Tackling Bible Illiteracy – Part 2


Joshua 1:8 “This Book of the Law shall not depart from your mouth, but you shall meditate on it day and night, so that you may be careful to do according to all that is written in it”.

Kenneth Berding, professor of New Testament at Biola’s Talbot School of Theology writes:I've heard people call it a famine - a famine of knowing the Bible. During a famine people waste away for lack of sustenance. Some people die. Those who remain need nourishment; they need to be revived. And if they have any hope of remaining alive over time, their life situation has to change in conspicuous ways. Christians used to be known as “people of one book.” Sure, they read, studied and shared other books. But the book they cared about more than all others combined was the Bible. They memorized it, meditated on it, talked about it and taught it to others. We don’t do that anymore, and in a very real sense we’re starving ourselves to death. Does this sound overly alarmist to you? People who have studied the trends don’t think so. Gallup polls have tracked this descent to a current ‘record low.’” George Barna assesses that “the Christian body in America is immersed in a crisis of biblical illiteracy.” These days many of us don’t even know basic facts about the Bible. Examples: What are the first five books of the Bible? What are five of the Ten Commandments? If you know, then you are in the minority today.

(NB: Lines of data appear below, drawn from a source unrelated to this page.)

PR #25828, opened 2023-04-13
Dou collector missing events

omerKarkKatz:
## Status
- [ ] In Progress
- [x] Ready

## Related Issues
fixes: https://jira-hq.paloaltonetworks.local/browse/XSUP-23092

## Description
Bug in Duo collector that might be related to loss of events.
demisto.setLastRun is called before the sending of the events to XSIAM.
That means that if the send-events-to-xsaim will fail the last_run already changed and the events will be lost.

   - [ ] Yes
       - Further details:
   - [x] No

### DIFF
--- a/Packs/DuoAdminApi/ReleaseNotes/3_2_10.md
+++ b/Packs/DuoAdminApi/ReleaseNotes/3_2_10.md
@@ -1,0 +1,6 @@
+
+#### Integrations
+
+##### Duo Event Collector
+
+- Fixed an issue caused by updating the last_run before sending events to XSIAM. This may lead to loss of events upon a failuer. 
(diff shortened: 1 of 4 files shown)


Packs/DuoAdminApi/ReleaseNotes/3_2_10.md
```diff
@@ -0,0 +1,7 @@
+
+#### Integrations
+
+##### Duo Event Collector
+
+- Fixed an issue caused by updating the last_run before sending events to XSIAM. This may lead to loss of events upon a failuer.
```
DeanArbel, line 6:
```suggestion
- Fixed a rare issue where events were missing, caused by a failed creation of events in XSIAM. In the future, in cases where events fail to be created, they will be fetched again on the next run.
```

PR #25853, opened 2023-04-16
Test Playbook - Cortex XDR Malware - Incident Enrichment

TalNos:
## Status
- [ ] In Progress
- [x] Ready

## Related Issues
fixes: https://jira-hq.paloaltonetworks.local/browse/CIAC-5512

## Description
A test playbook for the ‘Cortex XDR Malware - Incident Enrichment’ playbook.

## Screenshots
Test_Playbook_-_Cortex_XDR_Malware_-_Incident_Enrichment

- [ ] 6.0.0
- [ ] 6.1.0
- [ ] 6.2.0
- [x] 6.5.0
- [ ] 6.8.0


Packs/CortexXDR/TestPlaybooks/Test_Playbook_-_Cortex_XDR_Malware_-_Incident_Enrichment.yml
```diff
@@ -0,0 +1,4565 @@
...
+    nexttasks:
+      '#default#':
+      - "140"
+      Verified:
+      - "136"
+    separatecontext: false
+    conditions:
+    - label: Verified
+      condition:
+      - - operator: isExists
```
ssokolovich, line 1875: I think we should change the `isExist` --> `isNotEmpty`
I am afraid that in case of a `null,` it will take the "verified" path instead of the "ELSE".
So if you see that it creates issues leave it as it is ( I want to be sure that we can handle another alert from xdr in case this specific will be deleted). If that works ok - maybe we should change that in the whole PB.

Packs/CortexXDR/TestPlaybooks/Test_Playbook_-_Cortex_XDR_Malware_-_Incident_Enrichment.yml
```diff
@@ -0,0 +1,4565 @@
...
+      condition:
+      - - operator: isEqualString
+          left:
+            value:
+              simple: incident.deviceosname
+            iscontext: true
+          right:
+            value:
+              complex:
+                root: Endpoint
```
ssokolovich, line 2898: In case we have 2 endpoints with the same name for example - we might get more than 1 endpoint. and then it will be a list.

Packs/CortexXDR/TestPlaybooks/Test_Playbook_-_Cortex_XDR_Malware_-_Incident_Enrichment.yml
```diff
@@ -0,0 +1,4565 @@
...
+      Verified:
+      - "136"
+    separatecontext: false
+    conditions:
+    - label: Verified
+      condition:
+      - - operator: isEqualString
+          left:
+            value:
+              simple: incident.isolated
```
ssokolovich, line 2989: I'm not sure we are setting this in the incident enrichment PB. Can you check pls that we are indeed setting this up through the PB?

Packs/CortexXDR/TestPlaybooks/Test_Playbook_-_Cortex_XDR_Malware_-_Incident_Enrichment.yml
```diff
@@ -0,0 +1,4565 @@
...
+        }
+      }
+    note: false
+    timertriggers: []
+    ignoreworker: false
+    skipunavailable: false
+    quietmode: 0
+    isoversize: false
+    isautoswitchedtoquietmode: false
+  "164":
```
ssokolovich, line 2339: can we move this task and other "account" context key checks to the Account section below?
image

Packs/CortexXDR/TestPlaybooks/Test_Playbook_-_Cortex_XDR_Malware_-_Incident_Enrichment.yml
```diff
@@ -0,0 +1,4565 @@
...
+    separatecontext: false
+    conditions:
+    - label: Verified
+      condition:
+      - - operator: isExists
+          left:
+            value:
+              complex:
+                root: PaloAltoNetworksXDR.Incident.alerts
+                accessor: '[0]'
```
ssokolovich, line 420: If that is an array, can we check if there are any alerts there? I prefer not to point to only 1 element in the array.

Packs/CortexXDR/TestPlaybooks/Test_Playbook_-_Cortex_XDR_Malware_-_Incident_Enrichment.yml
```diff
@@ -0,0 +1,4565 @@
...
+    isoversize: false
+    isautoswitchedtoquietmode: false
+  "182":
+    id: "182"
+    taskid: 3511a1b2-fd06-4375-87a4-af6be9ca684d
+    type: condition
+    task:
+      id: 3511a1b2-fd06-4375-87a4-af6be9ca684d
+      version: -1
+      name: Verify Device Status
```
ssokolovich, line 2923: duplicated with task 207. 
Note that it is not the only one... also 183<->200
and 178<->204 and some more

ssokolovich (commented):
Add some more. The most important comment -> we have some duplicated tasks from the first row of checks and the other dedicated sections (like the endpoint info).
Let's remove those that are on the first row, and keep the tasks that sectionalized :)

Packs/CortexXDR/TestPlaybooks/Test_Playbook_-_Cortex_XDR_Malware_-_Incident_Enrichment.yml
TalNos: changed to 'PaloAltoNetworksXDR.Incident.alerts' and used the 'Is not empty' condition.

Packs/CortexXDR/TestPlaybooks/Test_Playbook_-_Cortex_XDR_Malware_-_Incident_Enrichment.yml
TalNos: Removed the task from the 'check incident fields'

Packs/CortexXDR/TestPlaybooks/Test_Playbook_-_Cortex_XDR_Malware_-_Incident_Enrichment.yml
TalNos: Replaced all conditions of the 'endpoint context data' check to 'In'

Packs/CortexXDR/TestPlaybooks/Test_Playbook_-_Cortex_XDR_Malware_-_Incident_Enrichment.yml
TalNos: Removed the following duplicated tasks:
 1- 'Verify Device Status' - task number 182
2- 'Verify Isolated' - task number 183
3- 'Verify Device Name' - task number 179
4- 'Verify Device MAC Address' -task number  178
5- 'Verify Device OS Name' - task number 180
6- 'Verify Device ID' - task number 176
7 - 'Verify Device Local IP' - task number 177

ssokolovich (approved):

Packs/CortexXDR/ReleaseNotes/4_10_38.md
```diff
@@ -0,0 +1,6 @@
+
+#### Playbooks
+
+##### Cortex XDR Malware - Incident Enrichment
+
+- Internal code improvements.
```
ssokolovich, line 6: pls remove the `-` at the beginning

PR #25913, opened 2023-04-17
SlackV3: fix missing user messages

ilappe:
## Related Issues
fixes: https://jira-hq.paloaltonetworks.local/browse/XSUP-22898

## Description
a wrong condition cause the bug that user message was considered as bot message and ignored

### DIFF
--- a/Packs/Slack/Integrations/SlackV3/SlackV3.py
+++ b/Packs/Slack/Integrations/SlackV3/SlackV3.py
@@ -1280,7 +1280,7 @@ def is_bot_message(data: dict) -> bool:
         return True
     elif event.get('subtype') == 'bot_message':
         return True
-    elif data.get('authorizations', [{}])[0].get('is_bot', False):
+    elif not (event.get('user') or data.get('user', {}).get('id') or data.get('envelope_id')):
         return True
     else:
         return False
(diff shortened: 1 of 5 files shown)


Packs/Slack/Integrations/SlackV3/SlackV3.py
```diff
@@ -1280,7 +1280,7 @@ def is_bot_message(data: dict) -> bool:
         return True
     elif event.get('subtype') == 'bot_message':
         return True
-    elif data.get('authorizations', [{}])[0].get('is_bot', False):
+    elif not (event.get('user') or data.get('user', {}).get('id') or data.get('envelope_id')):
```
amshamah419, line 1283: Looks good. One thing we can also do is to make sure that the User string doesn't start with "B". For bots, a user ID is always in the format BXXX123. It's just another little check we can do.

amshamah419 (approved):
Looks good to me, just see my comments.

Packs/Slack/ReleaseNotes/3_1_31.md
```diff
@@ -0,0 +1,7 @@
+
+#### Integrations
+
+##### Slack v3
+
+- Fixed an issue where the Slack listener missed user messages.
```
amshamah419, line 6:
```suggestion
- Fixed an issue where the Slack listener would miss some user messages when mirroring an incident.
```

amshamah419 (approved):

PR #25975, opened 2023-04-19
Qualys: update PB to try get the scan metadata after creation

ilappe:
## Related Issues
fixes: https://jira-hq.paloaltonetworks.local/browse/XSUP-23455

## Description
As there is cases where the PB launch a Qualys scan and after that when we run the GenericPolling PB
it fail due to the `qualys-report-list` command return nothing 
i added 2 changes
1. in case `qualys-report-list` run with a given id and there is no results - raise exception
2. in the Launch_And_Fetch_Scan_Based_Findings_Report_-_Qualys playbook i added task to try get the scan after it created, with 3 retries in case of error (5 sec interval)

## Screenshots
image


DeanArbel (approved):
Very nice

DeanArbel (approved):

Packs/qualys/Playbooks/playbook-Launch_And_Fetch_Scan_Based_Findings_Report_-_Qualys.yml
```diff
@@ -155,6 +155,45 @@ tasks:
...
+    isoversize: false
+    isautoswitchedtoquietmode: false
+  "6":
+    id: "6"
+    taskid: 86f0e348-c8e9-4d57-845b-e77ccabb919d
+    type: regular
+    task:
+      id: 86f0e348-c8e9-4d57-845b-e77ccabb919d
+      version: -1
+      name: Try to get the created scan metadata
```
altmannyarden, line 179: Please change to `Get the created scan metadata`.
Also, we said - you need to add a conditional task after this task to verify that you got the scan ID. if you didnt (after the retries) you will NOT enter the polling subplaybook.

Packs/qualys/ReleaseNotes/1_2_6.json
```diff
@@ -0,0 +1 @@
+{"breakingChanges":true,"breakingChangesNotes": "The command qualys-report-list will return error in case of no results returned for a given report id"}
```
altmannyarden, line 1: why does this change consider as breaking changes?

altmannyarden: oh, the change in the integration :) all good.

Psalm 1:1-3 Blessed is the man who walks not in the counsel of the wicked, nor stands in the way of sinners, nor sits in the seat of scoffers; but his delight is in the law of the Lord, and on his law he meditates day and night. He is like a tree planted by streams of water that yields its fruit in its season, and its leaf does not wither. In all that he does, he prospers.

Berding points out that in the book of Amos, people experienced a “famine of hearing the words of the Lord”. In Amos they want it, but are not permitted it. In our case, although we have unlimited access, (books, CD’s, DVD’s, Flash-drives, radio, television, Internet, Smart-phones, pads and tablets), we often don’t want it. Berding says: "Every time I teach a class called Biblical Interpretation and Spiritual Formation, I ask my students why it is that so few people in this generation are really zealous about the things of God. I can’t remember a time when I've asked that question when someone hasn't mentioned distractions." They are everywhere. When we walk from one meeting to another, are our thoughts naturally moving to Scripture and prayer or thinking on the things of God that we have learned from the Bible? Or do we immediately check to see whether someone has messaged us?

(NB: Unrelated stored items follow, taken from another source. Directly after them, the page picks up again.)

PR #34564, opened 2024-05-27
Ciac 9706

edik24:
Fixing CIAC-9706

In the current flow when we check if tim reviewer is needed - we use graph functions for example:
BaseContent.from_path(CONTENT_PATH / file)

When a new pack contributed, the graph doesn't find it and throws an error, that stops the handle external pr.
I've added a check in the is_tim_content that if the pack is new (not found in master), I'll checkout the branch and check in the branch.
If the branch checkout is not successful (sometimes it's private and we don't have permissions to checkout) - the script won't ask review for tim (and if needed, should be asked manually).

## Status
- [x] In Progress
- [ ] Ready

## Related Issues
fixes: [link to the issue](https://jira-dc.paloaltonetworks.com/browse/CIAC-9706)

## Description
Fixing CIAC-9706 in the handle external PR flow


Utils/github_workflow_scripts/handle_external_pr.py
```diff
@@ -253,13 +255,56 @@ def is_requires_security_reviewer(pr_files: list[str]) -> bool:
...
+
+def is_tim_content(pr_files: list[str], external_pr_branch: str, repo_name: str) -> bool:
     """
     This is where the actual search for feed:True or relevant tags or categories are being searched
     according to the login in is_tim_reviewer_needed
 
     Arguments:
     - pr_files: List[str] The list of files changed in the Pull Request.
+    - 'external_pr_branch': str : name of branch to checkout
+    - 'repo_name': str : name of repository
```
ShahafBenYakir, line 307: Same as in is_tim_reviewer_needed

Utils/github_workflow_scripts/handle_external_pr.py
```diff
@@ -268,6 +313,8 @@ def is_tim_content(pr_files: list[str]) -> bool:
         if 'CONTRIBUTORS.json' in file:
             continue
         integration = BaseContent.from_path(CONTENT_PATH / file)
```
ShahafBenYakir, line 315: let's change it to content_object since it is not an integration for sure
```suggestion
        content_object = BaseContent.from_path(CONTENT_PATH / file)
```

Utils/github_workflow_scripts/handle_external_pr.py
```diff
@@ -268,6 +313,8 @@ def is_tim_content(pr_files: list[str]) -> bool:
...
+        if not integration:
```
ShahafBenYakir, line 316:
```suggestion
        if not integration:
        # This means we were not able to find the file in content repo
```

Utils/github_workflow_scripts/utils.py
```diff
@@ -248,3 +250,24 @@ def get_doc_reviewer(content_roles: dict[str, Any]) -> str:
...
+    """
+    pack_metadata = {}
+
+    for pack_dir in pack_dirs:
+        if pack_metadata := get_pack_metadata(pack_dir):
+            print(f"pack metadata was retrieved for pack {pack_dir}")  # noqa: T201
+        else:
+            print(f'Could not find pack support level for pack {pack_dir}')  # noqa: T201
+
+    return pack_metadata
```
ShahafBenYakir, line 273: This should not return one pack dicy but all the pack dicts that were changed in this PR, maybe one has the TIM tag where the other does not.

Utils/github_workflow_scripts/handle_external_pr.py
edik24: I don't understand what should be the same? the description of the arguments is the same and the relevant arguments are listed.

What should I fix?

Utils/github_workflow_scripts/utils.py
edik24: agreed, added support form multiple packs

Utils/github_workflow_scripts/handle_external_pr.py
```diff
@@ -291,11 +338,13 @@ def is_tim_reviewer_needed(pr_files: list[str], support_label: str) -> bool:
     Arguments:
     - pr_files: tThe list of files changed in the Pull Request
     - support_label: the support label of the PR - the highest one.
+    - 'external_pr_branch': str : name of branch to checkout
+    - 'repo_name': str : name of repository
```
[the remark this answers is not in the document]
ShahafBenYakir: This was not posted for a reason and this is the answer to the information missing

ShahafBenYakir (commented):
Added missing comment

Utils/github_workflow_scripts/handle_external_pr.py
```diff
@@ -253,35 +255,124 @@ def is_requires_security_reviewer(pr_files: list[str]) -> bool:
...
-    integrations_checked = []
-    for file in pr_files:
-        if 'CONTRIBUTORS.json' in file:
-            continue
-        integration = BaseContent.from_path(CONTENT_PATH / file)
-        if not isinstance(integration, Integration) or integration.path in integrations_checked:
-            continue
-        integrations_checked.append(integration.path)
-        if integration.is_feed:
+    print(f'check_if_pack_or_integration_is_feed - content object {content_object}')
```
ShahafBenYakir, line 267: remove

Utils/github_workflow_scripts/handle_external_pr.py
```diff
@@ -253,35 +255,124 @@ def is_requires_security_reviewer(pr_files: list[str]) -> bool:
...
+    if isinstance(content_object, Integration):
+        print(f'check_if_pack_or_integration_is_feed - content object {content_object}')
```
ShahafBenYakir, line 269: remove

Utils/github_workflow_scripts/handle_external_pr.py
```diff
@@ -253,35 +255,124 @@ def is_requires_security_reviewer(pr_files: list[str]) -> bool:
...
+        if content_object.is_feed:
             return True
-        pack = integration.in_pack
+    try:
+        pack = content_object.in_pack  # type: ignore
+        print(f' check_if_pack_or_integration_is_feed the pack is: {pack} ')
```
ShahafBenYakir, line 274: remove

Utils/github_workflow_scripts/handle_external_pr.py
```diff
@@ -253,35 +255,124 @@ def is_requires_security_reviewer(pr_files: list[str]) -> bool:
...
         tags = pack.tags
         categories = pack.categories
         if TIM_TAGS in tags or TIM_CATEGORIES in categories:
             return True
+    except Exception as er:
+        print(f"The pack is not TIM: {er}")
```
ShahafBenYakir, line 280: What exceptions this is intended to catch?

Utils/github_workflow_scripts/handle_external_pr.py
```diff
@@ -253,35 +255,124 @@ def is_requires_security_reviewer(pr_files: list[str]) -> bool:
...
+        ):
+            for file in pr_files:
+                if 'CONTRIBUTORS.json' in file or 'Author_image' in file or 'README.md' in file or ".pack-ignore" in file:
+                    continue
+                content_object = BaseContent.from_path(CONTENT_PATH / file)
+                is_tim_needed = check_if_pack_or_integration_is_feed(content_object)
+                if is_tim_needed:
+                    return True
+    except Exception as er:
+        print(f"couldn't checkout branch to get metadata, error is {er}")
```
ShahafBenYakir, line 344: Why would this happen?

Utils/github_workflow_scripts/handle_external_pr.py
```diff
@@ -253,35 +255,124 @@ def is_requires_security_reviewer(pr_files: list[str]) -> bool:
     return False
 
 
-def is_tim_content(pr_files: list[str]) -> bool:
+def check_if_pack_or_integration_is_feed(content_object: dict) -> bool:
```
ShahafBenYakir, line 258:
```suggestion
def check_if_item_is_tim(content_object: dict) -> bool:
```

Utils/github_workflow_scripts/handle_external_pr.py
```diff
@@ -253,35 +255,124 @@ def is_requires_security_reviewer(pr_files: list[str]) -> bool:
...
+    for file in pr_files:
+        if 'CONTRIBUTORS.json' in file or 'Author_image' in file or 'README.md' in file or ".pack-ignore" in file:
+            continue
+        content_object = BaseContent.from_path(CONTENT_PATH / file)
+        if not content_object:
+            # This means we were not able to find the file in content repo, and the contribution is new
+            print(f'for file {file}, the pack doesn\'t exist in Master and going to be searched in the remote branch')
+            return check_new_pack_metadata(pr_files, external_pr_branch, repo_name)
+        return check_if_pack_or_integration_is_feed(content_object)
     return False
```
ShahafBenYakir, line 372: It behaves the same but is a bit more clear
```suggestion
    is_tim = False
    for file in pr_files:
        if 'CONTRIBUTORS.json' in file or 'Author_image' in file or 'README.md' in file or ".pack-ignore" in file:
            continue
        content_object = BaseContent.from_path(CONTENT_PATH / file)
        if not content_object:
            # This means we were not able to find the file in content repo, and the contribution is new
            print(f'for file {file}, the pack doesn\'t exist in Master and going to be searched in the remote branch')
            is_tim = check_new_pack_metadata(pr_files, external_pr_branch, repo_name)
        else:
            is_tim = check_if_pack_or_integration_is_feed(content_object)
    return is_tim
```

Utils/github_workflow_scripts/handle_external_pr.py
```diff
@@ -253,35 +255,124 @@ def is_requires_security_reviewer(pr_files: list[str]) -> bool:
...
+    Returns: returns True or False if tim reviewer needed
+    """
+    for file in pr_files:
+        if 'CONTRIBUTORS.json' in file or 'Author_image' in file or 'README.md' in file or ".pack-ignore" in file:
+            continue
+        content_object = BaseContent.from_path(CONTENT_PATH / file)
+        if not content_object:
+            # This means we were not able to find the file in content repo, and the contribution is new
+            print(f'for file {file}, the pack doesn\'t exist in Master and going to be searched in the remote branch')
+            return check_new_pack_metadata(pr_files, external_pr_branch, repo_name)
```
ShahafBenYakir, line 370: Why aren't we always checking out the contributor repo? it is more accurate...
Also, you are calling check_new_pack_metadata for every file, this should not be the case it should only be called once...

Utils/github_workflow_scripts/handle_external_pr.py
```diff
@@ -253,35 +255,124 @@ def is_requires_security_reviewer(pr_files: list[str]) -> bool:
...
+                if 'CONTRIBUTORS.json' in file or 'Author_image' in file or 'README.md' in file or ".pack-ignore" in file:
+                    continue
+                content_object = BaseContent.from_path(CONTENT_PATH / file)
+                is_tim_needed = check_if_pack_or_integration_is_feed(content_object)
+                if is_tim_needed:
+                    return True
+    except Exception as er:
+        print(f"couldn't checkout branch to get metadata, error is {er}")
+        # if the checkout didn't work for any reason, will try to go over files manually
+        return check_files_of_pr_manually(pr_files)
```
ShahafBenYakir, line 346: unless we have a really good reason why a checkout wouldn't work in some cases I would like to remove this.

Utils/github_workflow_scripts/handle_external_pr.py
ShahafBenYakir: Basically the logic of the check_new_pack_metadata function should be the logic of the is_tim_content

Utils/github_workflow_scripts/utils.py
```diff
@@ -120,19 +120,21 @@ def __init__(self, repo: Repo, branch_to_checkout: str, fork_owner: str | None =
...
-                        payload = json.loads(github_event_path)
-                    except ValueError:
-                        print('failed to load GITHUB_EVENT_PATH')  # noqa: T201
-                        raise ValueError(f'cannot checkout to the forked branch {branch_to_checkout} of the owner {fork_owner}')
-                    # forked repo name includes fork_owner + repo name, for example foo/content.
-                    forked_repo_name = payload.get("pull_request", {}).get("head", {}).get("repo", {}).get("full_name")
-                    self.repo.create_remote(name=forked_remote_name, url=f"https://github.com/{forked_repo_name}")
-                else:
-                    raise
+                if f'{forked_remote_name} already exists' not in str(error):
```
ShahafBenYakir, line 123: can you explain this if?

ShahafBenYakir (commented):
See my comments

Utils/github_workflow_scripts/handle_external_pr.py
edik24: the BaseContent.from_path(CONTENT_PATH / file) sometimes returns "not found" for example for images or for items that are not formatted correctly (like incident_field or incident_type missing a mandatory key) 

when not found - content_object.in_pack returns an error. 
This is what I want to catch.

Utils/github_workflow_scripts/handle_external_pr.py
edik24: This will happen if we don't have permissions to checkout remote branch. this happens sometimes.
depends on the remote settings, now all of them allow to checkout their branch

Utils/github_workflow_scripts/handle_external_pr.py
edik24: is_tim_content is only doing the:
BaseContent.from_path(CONTENT_PATH / file)
and based on the results it chooses whether to go to check_new_pack_metadata - which will checkout the remote branch if this is a new pack and not part of the master.

or if this is in the master and the from_path returned an item - I will go to check_if_item_is_tim

you're correct about running for each file, I've added break after.
about checking out every time - I think it saves time that if we don't need to checkout (if this is not a new pack - since most of the PR's are not new) then no need to go there.

Utils/github_workflow_scripts/handle_external_pr.py
edik24: As I noted before - there are some cases (even now) when the checkout is not successful.
At first I just returned false - so if the checkout wasn't successful, we just not assign TIM reviewer.
But then I thought that if i'm already working on this area, I should cover all options - so I added that.

So the logic:
if in the pack exists in master - check the items from graph
if the pack new - try to checkout and then check items from graph
If can't checkout - check items manually

in the last days checkout failed for those PR's (checkout is also done to check support level):
https://github.com/demisto/content/pull/34859 - https://github.com/demisto/content/actions/runs/9522341776/job/26251687499
https://github.com/demisto/content/pull/34827 - https://github.com/demisto/content/actions/runs/9484881582/job/26135465734
https://github.com/demisto/content/pull/34769 - https://github.com/demisto/content/actions/runs/9403458275/job/25900055331

so it is happening from time to time

Utils/github_workflow_scripts/utils.py
edik24: Yes,
when we call the checkout - it first creates a new forked_remote_branch name in line 117:
forked_remote_name = f'{fork_owner}_{repo_name}_{branch_to_checkout}_remote'

so if there was already a try for checkout, for example when checking the support level, the next try to checkout will fail and return an error.

In this case the except clause will ignore the "already exists" error and would continue to line 139 to checkout.

ShahafBenYakir: add this as a comment to the code

.github/github_workflow_scripts/handle_external_pr.py
```diff
@@ -253,35 +254,96 @@ def is_requires_security_reviewer(pr_files: list[str]) -> bool:
...
+    try:
+        pack = content_object.in_pack  # type: ignore
         tags = pack.tags
         categories = pack.categories
         if TIM_TAGS in tags or TIM_CATEGORIES in categories:
             return True
+    except Exception as er:
+        print(f"The pack is not TIM: {er}")
+        return False
+    return False
```
edik24, line 277: add finally instead of 2 falses

ShahafBenYakir (approved):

In 1986, Neil Postman published an influential cultural essay titled “Amusing Ourselves to Death.” He argued that personal freedoms would disappear not when a totalitarian government imposed oppression from the outside (like George Orwell pictured in his book 1984), but rather when people came “to love their oppression, to adore the technologies that undo their capacities to think”. We shouldn't assume that these distractions have no effect on our perceptions of God. Priorities are not as simple as “God first, family second and church third.” What does that expression mean anyway? Priorities aren't based upon a simple hierarchy; they require the proper balance of activities in relationship to one another.  “Meditating day and night” on God’s Word is something that everyone must do. It is basic to the Christian life. It seems to me, then, that in any weighting of priorities the following scenarios are out of bounds: More time watching television, social networking, or playing games than reading / studying / memorizing God’s Word. On this one point we really shouldn't budge: Reading and learning the Bible is such a fundamental priority for all who want to call themselves “Christians”.



That raises a third issue and a challenge, which relates to the job that Christian churches, Christian schools and associated ministries are doing in Christian education. This is why our church is tackling Bible Illiteracy with this “All Church Study”. Our aim is not Bible Mastery, but neither is it Bible Basics. Our goal for each participant is to reach Bible Fluency – a comfortable knowledge of what the Bible is about, where it is headed, how to find what’s in the Bible for knowing God and making Him known.